- Born: 1788 Posen, Poznań Voivodeship, Polish–Lithuanian Commonwealth
- Died: 20 February 1871 (aged 83) Williamsburg, New York City, United States

Academic work
- Institutions: University of Oxford
- Notable students: Archibald Campbell Tait, Morris Jacob Raphall, David Woolf Marks
- Notable work: The Challenge Accepted (1850)

= Selig Newman =

Selig Newman (1788, Posen – 20 February 1871, Williamsburg, Brooklyn) was a Polish-born Hebraist and educator.

==Biography==
Selig Newman was born and educated at Posen. He devoted himself to Biblical studies, and at an early age he was given an office in the chief synagogue of Berlin. Newman moved to England in 1814, and was soon afterwards appointed minister to the Jewish community of Plymouth by Chief Rabbi Solomon Hirschell. While in London, Newman took part in spirited public debates at the Freemasons' Tavern with Christian missionaries. Having challenged any Jewish convert or learned Christian to dispute with him on Old Testament messianic prophecies, he held a well-attended public disputation with Joseph Wolff on 8 March 1827. Newman also delivered regular Shabbat sermons at the Jews' Free School, the building being always crowded by anxious listeners.

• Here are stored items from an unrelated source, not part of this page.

PR #3921, opened 2020-09-17
De-huffmanize Capture.raku

lizmat:
The \\(...) syntax is confusing to a lot of newbies, especially coming
from Perl.  In order to de-emphasize that syntax, change the .raku
output to use the .Capture coercion syntax, which I think makes it
much more clear what is meant.

This will require *one* change in spectest, that specifically tests
for the \\(...) format in output:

At the same time, Newman taught Hebrew at the University of Oxford. As a Jew, Newman was debarred from a professorship, but among his pupils were many distinguished Christian and Jewish scholars, including Morris Jacob Raphall, David Woolf Marks, and future Archbishop of Canterbury Archibald Campbell Tait. Newman left for the United States in about 1849 and settled in New York City, gaining a livelihood as a teacher and writer. He died there in February 1871, and was buried in the Beth Olam Cemetery.

==Work==
In 1850 he published a polemical tract in answer to Christian missionaries, entitled The Challenge Accepted, consisting of a series of dialogues between a Jew and a Christian respecting the fulfilment of the prophecies on the advent of the Messiah. The work explained crucial biblical passages, mostly in the Books of Genesis and Isaiah, and then moved on to question the authenticity of the gospel literature based on inner contradictions.

Other publications of Newman include Emendations of the English Version of the Old Testament (1839); a Hebrew and English Lexicon (1841); and a Hebrew grammar, which was much used for elementary instruction among English Jews. Manuscripts of a condensed translation of the Bible were found after his death.